BTW, did you know Atom had been archived in March? It was objectively less stable and consistent than vscode, but it had some nice features, and it's always great for ecosystem to have alternatives. I still use Atom hotkeys and theme in vscode. Probably, since Microsoft acquired Github, ditching Atom in favor of vscode was inevitable.

#python
msgspec is a serialization and validation library for Python with schemas defined declaratively with type annotations (like dataclasses). Think of it as a pydantic alternative. And it has quite a few advantages:

1. Performance. In their benchmarks they claim to tear apart everything else, especially pydantic. And while Pydantic 2.0 with the core implemented on Rust is on horizon, it's not clear when it will be finished, and I still expect msgspec to stay ahead.

2. No implicit type conversion. If the filed type is specified as int and you pass in a string, pydantic (by default) will try its best to convert the passed value to the int. While it is useful for some cases, like parsing URL or GET query parameters, most often you'll use it for interacting with other APIs and providing your own API, and there types are better to be strict.

3. Clean and consistent API. Pydantic has a relatively long history, and it has accumulated a fair share of bad decisions. Again, it's something that the author wants to fix in pydantic 2.0, which isn't clear when it will come out. Msgspec has a clean and functional API that doesn't mess with your classes.

4. Out-of-the-box support for many formats: JSON, YAML, TOML, and MessagePack. And if you need more, there is a function that converts your data into JSON-compatible primitive types that you can then serialize as you want.

A nice bonus is the support for dataclass and TypedDict, so you can give it a try without rewriting the models you have.

#python
refurb is yet another linter for Python. What makes it special is that it internally runs as a mypy plugin. This gives the linter static information about types for everything. As a result, refurb can give more precise and reliable suggestions. But of course it also means refurb is slower than something like pycodestyle which works on regular expressions or ruff which is written on Rust and works only with AST.

#python
Mutation testing is technique for evaluating how good your tests are. The idea is that a special tool (or a very bored human) breaks the code by slightly changing ("mutating") something in it and then running all the tests, and the tests must fail. If they don't fail, you either have dead code or the tests aren't good enough.

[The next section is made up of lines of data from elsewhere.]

PR #257, opened 2022-12-10
Fix typo in event naming

romain-trotard:
Hello,

I just fix a little typo in this PR.
Thank you for this new API that is amazing :)

----

ps: I have created a W3C account after opening this PR


domenic:
Thanks very much, both for the fix and for the kind words!

PR #258, opened 2023-01-17
Fix/update Typescript types

atscott:
### refactor(types): NavigationInterceptOptions handler should return Promise<void>

Having the handler a `Promise<undefined>` makes it a little awkward to
implement, requiring an explicit `return undefined` at times.

`Promise<void>` allows for omitting an explicit return when using an
async function.

[Example](https://stackblitz.com/edit/t8zvpm?file=index.ts&view=editor)

### fix(types): Make info optional on NavigateEvent

I believe `info` should be optional on the `NavigateEvent` given that it
is optional in the `NavigateEventInit` and my experimentation revealed
that it is indeed `undefined` if not set in the `NavigationNavigateOptions`.

### DIFF
--- a/navigation_api.d.ts
+++ b/navigation_api.d.ts
@@ -129,7 +129,7 @@ interface NavigateEventInit extends EventInit {
 }
 
 interface NavigationInterceptOptions {
-  handler?: () => Promise<undefined>,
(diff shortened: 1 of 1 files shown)


domenic (approved):
Nice, thank you!

PR #281, opened 2025-03-11
Update README.md to use precommit handlers instead of `after-transition`

noamr:


noamr:
@domenic PTAL?

README.md
```diff
@@ -691,28 +691,29 @@ Some more details on how the navigation API handles scrolling with `"traverse"`
...
+The default behavior of immediately "committing" (i.e., updating `location.href` and `navigation.currentEntry`) works well for most situations, but some developers may find they do not want to immediately update the URL, and may want to retain the option of aborting the navigation without needing to rollback a URL update or cancel-and-restart. This behavior can be customized passing a `precommitHandler` callback alongside or instead of the `handler` callback:
 
-- `e.intercept({ handler, commit: "immediate" })`: the default behavior, immediately commit the navigation and update `location.href` and `navigation.currentEntry`.
-- `e.intercept({ handler, commit: "after-transition" })`: start the navigation (e.g., show a loading spinner if the UI has one), but do not immediately commit.
+- `e.intercept({ handler })`: the default behavior, immediately commit the navigation and update `location.href` and `navigation.currentEntry`.
+- `e.intercept({ precommitHandler })`: start the navigation (e.g., show a loading spinner if the UI has one), but do not immediately commit.
```
domenic, line 699: We should probably include a bullet for what happens if you include both?

And maybe an example that uses both? (Or just modify the redirect example to separate the two parts.)

README.md
```diff
@@ -691,28 +691,29 @@ Some more details on how the navigation API handles scrolling with `"traverse"`
...
 
-When deferred commit is used, the navigation will commit (and a `committed` promise will resolve if present) when `e.commit()` is called. If any handler(s) passed to `intercept()` fulfill, and `e.commit()` has not yet been called, we will fallback to committing just before any `finish` promise resolves and `navigatesuccess` is fired.
+When precommit handlers are used, the navigation will commit (and a `committed` promise will resolve if present) once all those handlers are fulfilled. Unlike the ordinary `handler`, the `precommitHandler` callbacks are called in sequence - the next `precommit` handler is invoked only when the previous one is fulfilled. That is due to the fact that a precommit handler can asynchronously abort the navigation altogether or redirect the URL, and the next precommit handler should respond to the new state.
```
domenic, line 701:
```suggestion
When precommit handlers are used, the navigation will commit (and a `committed` promise will resolve if present) once all those handlers are fulfilled. Unlike the ordinary `handler`, the `precommitHandler` callbacks are called in sequence—the next `precommit` handler is invoked only when the previous one is fulfilled. That is due to the fact that a precommit handler can asynchronously abort the navigation altogether or redirect the URL, and the next precommit handler should respond to the new state.
```

README.md
```diff
@@ -691,28 +691,29 @@ Some more details on how the navigation API handles scrolling with `"traverse"`
...
+If a `precommitHandler` passed to `intercept()` rejects, then the navigation will be treated as canceled (both `committed` and `finished` promises will reject, and no URL update will occur).
 
-Because deferred commit can be used to cancel the navigation before the URL updates, it is only available when `e.cancelable` is true. See [above](#restrictions-on-firing-canceling-and-responding) for details on when `e.cancelable` is set to false, and thus deferred commit is not available.
+Because precommit handlers can be used to cancel the navigation before the URL updates, they are only available when `e.cancelable` is true. See [above](#restrictions-on-firing-canceling-and-responding) for details on when `e.cancelable` is set to false, and thus precommit handlers are not available.
```
domenic, line 705: We should state what happens if you try to use them. Presumably throw an exception, I guess "SecurityError" DOMException? (We did not state what would happen for commit(), but, I guess it was more obvious that since it's a method it would throw.)

domenic (commented):
LGTM with minor suggestions. This is nice!

README.md
noamr: Done

README.md
noamr: Done

noamr:
> LGTM with minor suggestions. This is nice!

Thanks! Can you add me as a contributor to this repo or approve the PR officially please :)?

PR #2, opened 2025-05-12
fix for windows node build

jhlee525:
1. Add libssl as a addon's dependency explicitly
2. Fix to copy dependent dll files in electron example


grf53 (approved):
LGTM

PR #3, opened 2025-05-12
Feature: Integrate MCP tools

khj809:
This PR enables using MCP tools on Ailoy via Stdio transport.
- Users can add MCP tools by `add_tools_from_mcp_server`(python) or `addToolsFromMcpServer`(js) with MCP stdio server parameters. See test codes for the detailed usages.
- Consolidated python examples in a single directory. (If it should be also applied in node examples, I can proceed to do it)
- Revised outdated readme. (will be entirely updated though)


jhlee525 (approved):
LGTM 👍 Please fix to new API names

Issue #5, opened 2025-05-13
ld warning related to target macOS version of `libtokenizers_c.a`


grf53:
## Description
The following warning comes out many times during building for macOS machines.
`[build] ld: warning: object file (../_deps/mlc-llm-build/tokenizers/aarch64-apple-darwin/debug/libtokenizers_c.a[255](a445302c6d3dcb51-unicode_fold3_key.o)) was built for newer 'macOS' version (15.2) than being linked (14.4)`

The OS version of tested machine is `14.7`, none of `15.2` or `14.4`.

`14.4` is consistent because the target version of this library for macOS is `14.4` as set at:
https://github.com/brekkylab/ailoy/blob/c52becd169e84a758a30097f075c63dd13c8b6f9/CMakeLists.txt#L38

Maybe there is some problem to set the target macOS version in `tokenizers-cpp` with `CMAKE_OSX_DEPLOYMENT_TARGET`.

jhlee525:
According to [cmake docs](https://cmake.org/cmake/help/latest/variable/CMAKE_OSX_DEPLOYMENT_TARGET.html), the option `CMAKE_OSX_DEPLOYMENT_TARGET` seems related to minimum version of the OSX.

It makes sense that #6 can depress the warning message.

PR #6, opened 2025-05-13
build: bump `tokenizers-cpp` version as latest

grf53:
## Ticket
#5 

## Description
The latest version of `tokenizers-cpp` can set the target macOS version. (added at https://github.com/mlc-ai/tokenizers-cpp/pull/52)
But the `tokenizers-cpp` version that the `mlc-llm` is using is [4bb7533](https://github.com/mlc-ai/tokenizers-cpp/tree/4bb753377680e249345b54c6b10e6d0674c8af03) which doesn't have that.
So let the `mlc-llm` use the latest `tokenizers-cpp` [here](https://github.com/brekkylab/mlc-llm/commits/3b8165524fdb79fd3255395432ac70a7734a22ef/), and ailoy use the `mlc-llm`.

## Requirements
The macOS version setting merged into `tokenizers-cpp` later than its `huggingface/tokenizers` update to `0.21.0` (at https://github.com/mlc-ai/tokenizers-cpp/pull/62), we need to use `0.21.0` for this.
And the `0.21.0` of `huggingface/tokenizers` includes [`std::option::Option::is_none_or`](https://doc.rust-lang.org/std/option/enum.Option.html#method.is_none_or) which is added rust `1.8.20`, so we need rust version `>= 1.82.0`.

### DIFF
--- a/vm/CMakeLists.txt
+++ b/vm/CMakeLists.txt
@@ -70,13 +70,13 @@ if(AILOY_WITH_MLC_LLM)
             FetchContent_Declare(
                 mlc-llm
                 GIT_REPOSITORY https://github.com/brekkylab/mlc-llm.git
-                GIT_TAG 026f91859dddc10ecf96bdaf85f7f3576d73e161
+                GIT_TAG 3b8165524fdb79fd3255395432ac70a7734a22ef
             )
         else()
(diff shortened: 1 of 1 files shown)


jhlee525 (approved):
LGTM

PR #7, opened 2025-05-13
Optimize includes

grf53:
## Description
Removing unused includes, or move includes that are only used in source file into the source file.

### target directories
- core
- broker
- vm

(maybe there are some unoptimized includes in files in binding csrc directories.)

### Note
This change is only tested on macOS, so it needs to be tested on Linux and Windows environments too.
- [ ] Linux
- [ ] Windows

### DIFF
--- a/broker/include/broker_client.hpp
+++ b/broker/include/broker_client.hpp
@@ -1,9 +1,5 @@
 #pragma once
 
-#include <memory>
-#include <optional>
-#include <ostream>
-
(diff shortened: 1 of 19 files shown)


jhlee525 (commented):
It seems nice for me. After verification that msvc can compile this without error, we can merge it

grf53:
Checked in both Linux & Windows environments too.

jhlee525 (approved):
LGTM

PR #8, opened 2025-05-13
Update issue templates

jhlee525:
After reviewing other libraries, it seems that using issue templates has become quite common these days.

For now, we’ve defined a simple issue template. We can gradually improve it as we start using it.


khj809 (approved):

grf53 (approved):
👍 :fire:

PR #14, opened 2025-05-14
Fix model download

khj809:
This PR fixes the following bugs:
- Files marked to be downloaded are not actually downloaded -> Removed the invalid condition
- Files written with larger invalid bytes than it's supposed to be is not properly downloaded -> Force fresh download always


jhlee525 (approved):
👍

PR #17, opened 2025-05-14
Change agent runtime from async to sync

khj809:
As we discussed earlier, for someone who is not familiar with async programming, we decided to provide Agent APIs in a synchronous manner by default. This change is also applied to VectorStore as well.
Async version will be restored after discussing how we should provide it more smoothly.

## Notes
- MCP sdks does not provide any synchronous APIs, so it's mandatory to call them asynchronously. They're synchronously handled via `run_async` function.
- Revised tests by grouping them properly and adding fixtures to reuse resources.


jhlee525 (approved):
👍

PR #18, opened 2025-05-15
fix: minor changes from windows

grf53:
## Description
Fix for some minor issues observed in Windows environment

### DIFF
--- a/bindings/js-node/package.json
+++ b/bindings/js-node/package.json
@@ -18,7 +18,6 @@
         "build": "npm run build:napi && npm run build:ts",
         "clean": "rm -rf dist/",
         "test": "ts-mocha",
-        "test:debug": "node --inspect-brk ./node_modules/.bin/ts-mocha",
         "prepack": "clean-package",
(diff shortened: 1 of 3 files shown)


bindings/js-node/package.json
```diff
@@ -18,6 +18,7 @@
         "build": "npm run build:napi && npm run build:ts",
         "clean": "rm -rf dist/",
         "test": "ts-mocha",
+        "test:debug": "node --inspect-brk ./node_modules/.bin/ts-mocha",
```
grf53: Comment requested: not sure this is needed to be merged.

jhlee525: Currently, we are using `ts-node`(kind of ts interpreter) as a test code. Is it okay to run with just `node`?

Maybe @khj809 have idea about it.

khj809: We don't need this. It was just added for temporary test purpose.

khj809 (approved):

PR #19, opened 2025-05-15
Public api change

jhlee525:
As we discussed, we needed to make some API changes, especially to improve naming consistency between the Python and TypeScript versions.

Here are the changes I’ve worked for.

### DIFF
--- a/bindings/js-node/src/agent.ts
+++ b/bindings/js-node/src/agent.ts
@@ -54,18 +54,15 @@ interface MessageDelta {
 
 /** Types for LLM Model Definitions */
 
-type TVMModel = "qwen3-8b" | "qwen3-4b" | "qwen3-1.7b" | "qwen3-0.6b";
-interface TVMModelAttrs {
-  name: TVMModel;
-  quantization?: "q4f16_1";
-  mode?: "interactive" | "local" | "server";
-}
+export type TVMModelName =
+  | "qwen3-8b"
+  | "qwen3-4b"
+  | "qwen3-1.7b"
+  | "qwen3-0.6b";
 
-type OpenAIModel = "gpt-4o";
-interface OpenAIModelAttrs {
-  name: OpenAIModel;
-  api_key: string;
-}
+export type OpenAIModelName = "gpt-4o";
+
+export type ModelName = TVMModelName | OpenAIModelName;
 
 interface ModelDescription {
   modelId: string;
@@ -73,8 +70,7 @@ interface ModelDescription {
   defaultSystemMessage?: string;
 }
 
-type AvailableModel = TVMModel | OpenAIModel;
-const modelDescriptions: Record<AvailableModel, ModelDescription> = {
+const modelDescriptions: Record<ModelName, ModelDescription> = {
   "qwen3-8b": {
     modelId: "Qwen/Qwen3-8B",
     componentType: "tvm_language_model",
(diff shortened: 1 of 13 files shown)


bindings/js-node/src/agent.ts
```diff
@@ -107,48 +103,42 @@ const modelDescriptions: Record<AvailableModel, ModelDescription> = {
...
-    | "output_text"
-    | "tool_call"
-    | "tool_call_result"
-    | "reasoning"
-    | "error";
-  endOfTurn: boolean;
-  role: "assistant" | "tool";
-}
-interface AgentResponse_OutputText extends AgentResponse_Base {
+export interface AgentResponseText {
```
grf53, line 106: Decided to export the detailed types & interfaces?

bindings/js-node/src/agent.ts
```diff
@@ -202,7 +188,7 @@ interface RESTAPIToolDefinition extends BaseToolDefinition {
   };
 }
```
grf53, line 189: Looks good, it became looking more intuitive.

bindings/js-node/src/agent.ts
```diff
@@ -246,60 +232,97 @@ export function bearerAutenticator(
...
   private runtime: Runtime;
-  private modelInfo: {
-    componentType: string;
-    componentName: string;
-    attrs: Record<string, any>;
+
+  private componentState: {
+    name: string;
+    valid: boolean;
   };
```
grf53, line 239: `modelInfo` is replaced by `componentState` in node, but `_model_info` in python still exists.
Would it be the same soon, or is there another plan?

khj809 (approved):

bindings/js-node/src/agent.ts
jhlee525: The rationale behind introducing componentState is to clearly separate the roles of each function:

__init__ (cannot be async): Initializes resources.

define (can be async): Calls define_component on the runtime.

With this in mind, I felt that passing parameters to the constructor and storing them just to be used later in define would result in unnecessary state retention. Therefore, the class should hold only the minimal information needed to communicate with the runtime.

As you pointed out, introducing a `component_state` Python as well seems appropriate. I'll work for it

bindings/js-node/src/agent.ts
jhlee525: I think it's not essential but it can be exported(for convenience of typescript users)

jhlee525:
@grf53 @khj809 I removed kwargs parameters in `Agent` API. Could you check?

bindings/python/ailoy/agent.py
```diff
@@ -322,7 +324,7 @@ def __init__(
         self._tools: List[Tool] = []
 
         # Define can be performed in constructor
-        self.define(model_name, **kwargs)
+        self.define(model_name, api_key, attrs)
```
khj809: I think delivering keyword parameters with their names explicity would make the code less ambiguous.
```
self.define(model_name, api_key=api_key, attrs=attrs)
```
Or just make sure they're keyword parameters.
```
self.define(model_name, *, api_key, attrs)
```

jhlee525: Ok I'll fix it. But please note that this is internal call from `__init__` to `define` so the ambiguous is not the critical problem.

khj809 (approved):

bindings/js-node/src/agent.ts
grf53: Checked that it is in Python too.

examples/simple_rag_electron/src/ipc.ts
```diff
@@ -13,11 +13,7 @@ export const initializeComponents = async (mainWindow: BrowserWindow) => {
   }
 
   if (vectorstore === undefined) {
-    vectorstore = new ailoy.VectorStore(runtime, {
-      type: "faiss",
-      embedding: "bge-m3",
-    });
-    await vectorstore.initialize();
+    vectorstore = await ailoy.defineVectorStore(runtime, "bge-m3", "faiss");
```
grf53, line 16: Here I think the latest changes are not reflected.

grf53 (approved):
LGTM 👍

bindings/python/ailoy/agent.py
```diff
@@ -294,95 +292,103 @@ class Agent:
...
+        # Initialize messages
+        self._messages: List[Message] = []
+        if system_message:
             self._messages.append(SystemMessage(role="system", content=system_message))
 
-        self._tools: List[Tool] = tools if tools is not None else []
+        # Initialize tools
+        self._tools: List[Tool] = []
+
+        # Define can be performed in constructor
```
grf53: This comment looks a little redundant.

jhlee525: Fixed

PR #25, opened 2025-05-16
make cache root & r2 base url configurable

jhlee525:
Previously, hard-coded `CACHE_ROOT` and `R2_BASE_URL` controls remote & local cache roots.

This PR makes the user can control the path of these cache-related directories, via environment variable

- `AILOY_CACHE_ROOT`: Can change local cache root
- `AILOY_REMOTE_CACHE_BASE_URL`: Can change remote file server

### DIFF
--- a/vm/src/mlc_llm/model_cache.cpp
+++ b/vm/src/mlc_llm/model_cache.cpp
@@ -301,8 +301,7 @@ get_model(const std::string &model_name, const std::string &quantization,
   for (auto &[file, sha1] :
        manifest["files"]
            .get<std::vector<std::pair<std::string, std::string>>>()) {
-    // Add to files_to_download if neither file exists nor sha1 checksum is
-    // same
+    // Add to files_to_download if neither file exists nor sha1 checksum is same
     if (!(fs::exists(model_cache_path / file) &&
           sha1 == sha1_checksum(model_cache_path / file))) {
       files_to_download.emplace_back(file);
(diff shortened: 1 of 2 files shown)


khj809 (approved):
Looks good, but I think `AILOY_REMOTE_CACHE_BASE_URL` has broader meaning than just for models. Maybe we can either replace the name of env with `AILOY_MODELS_URL`, or make the R2 bucket to serve not only models but also another assets.

jhlee525:
`AILOY_MODELS_URL` seems good. R2 is the vendor so I think more neutral name would be fine

vm/src/mlc_llm/model_cache.cpp
```diff
@@ -274,7 +301,8 @@ get_model(const std::string &model_name, const std::string &quantization,
   for (auto &[file, sha1] :
        manifest["files"]
            .get<std::vector<std::pair<std::string, std::string>>>()) {
-    // Add to files_to_download if neither file exists nor sha1 checksum is same
+    // Add to files_to_download if neither file exists nor sha1 checksum is
+    // same
```
grf53: Maybe it's because of the auto formatting, but this looks a little weird.
A tiny adjustment would be good here.

grf53 (approved):
Good to have this!
Good to be merged after the tiny adjustment in the comment.

vm/src/mlc_llm/model_cache.cpp
jhlee525: I have no idea why it is changed. I'll restore it.

PR #28, opened 2025-05-16
Deprecated typing

grf53:
## Description
Some typing classes (like `List`, `Tuple`, etc.) are deprecated and replaced by pre-existing classes from python 3.9.
If we don't need to support python 3.8 or below(these versions are in end-of-life.), we had better not to use those classes.
So this PR just replace those with the existing classes

## Note
`typing.Union[T, U]` and `typing.Optional[T] == typing.Union[T, None]` can be replaced with `T | U` and `T | None` from python 3.10. But we still need to python 3.9 and these are not even deprecated, so those would remains.

### DIFF
--- a/bindings/python/ailoy/agent.py
+++ b/bindings/python/ailoy/agent.py
@@ -2,21 +2,14 @@ import json
 import subprocess
 import warnings
 from abc import ABC, abstractmethod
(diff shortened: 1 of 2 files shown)


khj809 (approved):
👍

PR #29, opened 2025-05-16
Pass function as authenticator

grf53:
## Description
During writing the example code for NY Times tool, I realized that there is no handy way to authenticate the REST requests through the query params in python. (in node.js, anonymous class object can cover this.)

So I changed functions to get the proper 'callable' instead of `ToolAuthenticator`. 
I just added `__call__()` into the `ToolAuthenticator` to make it callable, so existing `ToolAuthenticator` is still available.
```python
# Apply authentication
if callable(authenticator):
    request = authenticator(request)
```

To apply this on nodejs, It is just using the function.

Request for comments on this kind of changes on API!

### DIFF
--- a/bindings/js-node/src/agent.ts
+++ b/bindings/js-node/src/agent.ts
@@ -190,36 +190,32 @@ export interface ToolDefinitionRESTAPI {
 
 export type ToolDefinition = ToolDefinitionUniversal | ToolDefinitionRESTAPI;
 
-export interface ToolAuthenticator {
-  apply: (request: {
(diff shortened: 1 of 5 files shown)


jhlee525 (approved):
👍 Cool

grf53:
@jhlee525 Re-requested review to have the reviews on nodejs runtime too.

khj809 (approved):

jhlee525 (approved):
Ok let's go with this schema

There are some pre-requisites for when it mkes sense to do that:

1. The test coverage is 100%. If it's not, you already know what you should write tests for.
2. The tests are fast.
3. The tests are reliable.
4. The codebase is small.

mutmut is a tool for mutation testing of Python code. You simply point it to the directory with the code, directory with the tests, and what command to use to run the tests, and it will do the rest. When it's done, you can generate an HTML report with the list of diffs of mutations for each file that weren't detected by the tests.

I think it's an "advanced" testing technique. I use it not that often and only on small projects that need to be reliable. There are quite a few "false positives" (things that you can't and shouldn't test, like databse connection options), but from my experience it also a very reliable way to detect what tests you're missing.